PR #919, opened 2025-01-29
Auto archived comments

UlysseFG:


nafiz1001:
So far I see that it creates comment for passing and failing automatically. However, the frontend does not automatically show the new (automated) comment; I had to reload the page.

EXERCISE PROMPT: Output the listing above in full, exactly as written.

OUTPUT OF THE EXERCISE:
PR #919, opened 2025-01-29
Auto archived comments

UlysseFG:


nafiz1001:
So far I see that it creates comment for passing and failing automatically. However, the frontend does not automatically show the new (automated) comment; I had to reload the page.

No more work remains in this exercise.